> **What is needed**
When you print the material, keep every line identical to the original.

> **Supplied material**

PR #4294, opened 2022-07-08
fix(validator-node): only submit checkpoint if the leader

sdbondi:
Description
---
- changes consensus manager to only submit checkpoints if the leader
- emojifies some stdout logs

> **Written solution**
PR #4294, opened 2022-07-08
fix(validator-node): only submit checkpoint if the leader

sdbondi:
Description
---
- changes consensus manager to only submit checkpoints if the leader
- emojifies some stdout logs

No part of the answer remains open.